The Austrian music festival was the only major festival held with a live audience last year. With its Whitsun event, this is now year two of the “miracle of Salzburg.”
From May 21 to 24, the Salzburg Festival is putting on four opera evenings and four concerts, plus a film program for its Whitsun event.
All events will take place indoors, in concert halls filled at half capacity. Seating will be in a checkerboard pattern, medical FFP2 face masks are compulsory for the audience at all times, even during the performance. In addition to a personalized ticket, visitors must present a valid negative COVID-19 test certificate or proof of vaccination.
None of these requirements due to the coronavirus crisis can dampen the joy of the organizers: “We are finally playing in front of an audience again!” festival director Cecilia Bartoli cheered. “We can be on stage and perform again, it’s a historic moment.”
Bartoli, too, will be performing in the oratorio Il trionfo del Tempo e del Disinganno (The Triumph and Time and Disillusion). Directed by Robert Carsen and conducted by Gianluca Capuano, the premiere of George Frideric Handel’s masterpiece kicks off the festival’s Whitsun program on May 21.
The work reflects perfectly well the current zeitgeist, said Carson. After all, Handel’s work is “about beauty, about time, about pleasure, but also about rethinking our own lives, which the pandemic has forced us all to do,” the director said.
Audiences can look forward to Giacomo Puccini’s Tosca and Wolfgang Amadeus Mozart’s La clemenza di Tito, and stars including tenor Jonas Kaufmann and conductor Zubin Mehta, who recently celebrated his 85th birthday.
So, it’s — almost — the same as usual. Which begs the question why such an event is doable in Salzburg, but not yet in Germany?
Helpful connections
First of all, according to Jan Brachmann, a renowned German music critic and editor at Frankfurter Allgemeine Zeitung, the epidemiological situation in Austria is slightly more relaxed than in Germany.

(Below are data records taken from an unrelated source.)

PR #4760, opened 2020-07-28
chore(aws): Adding iamRole and imageId to userData request for launch templates

jeyrschabu:
- added imageId and role


jeyrschabu:
Self merging this small change. Would like to promote the fix.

The second reason is political, Brachmann said, and essentially linked to the festival’s president, Helga Rabl-Stadler.
For years, Rabl-Stadler was a politician for the ÖVP party, Brachmann pointed out: “I believe that her political connections have been very helpful in getting the festival to take place.”
Thirdly, there is the economy. “The share of tourism in Austria’s gross domestic product is almost twice as high as in Germany,” Brachmann told DW. “It was 3.9% in Germany in 2019 compared to 7.3% in Austria. The festival boosts tourism tremendously, especially in the province of Salzburg.”
Cecilia Bartoli on stage in 2020: The Italian mezzo-soprano heads the Salzburg Whitsun Festival until 2026
‘Break a leg’ in the 2021 season
Last year, too, the Salzburg Festival was a great exception, the only major festival held as an audience event.
It was slimmed down, with a strict hygiene concept supervised by medical experts. All staff and artists were tested daily, the program and ensembles were downsized, and the Vienna Philharmonic was the only orchestra allowed to play. “We are skating on thin ice,” Salzburg artistic director Markus Hinterhäuser told DW back then. The ice held: There was not a single case of COVID-19 found to have spread among the festival’s 76,500 visitors.
Salzburg’s famed Getreidegasse during the 2020 festival
So this is year two for the “miracle of Salzburg.” The Whitsun overture is to be followed by the actual festival from mid-July to the end of August.
Over 46 days, 168 performances are planned, including the greatly anticipated premiere of Mozart’s Don Giovanni in a production by Romeo Castellucci with Teodor Currentzis on the podium, which was postponed for this year; then there’s Puccini’s Tosca with Anna Netrebko in the title role.
Meanwhile German classical music festivals are still pondering various possibilities. The Bach Festival in Leipzig in June is set to be digital only, while major summer festivals, including the Richard Wagner Festival in Bayreuth or the Beethovenfest in Bonn, are considering different hybrid forms. The plans will be adapted to the situation as needed.
This article was translated from German.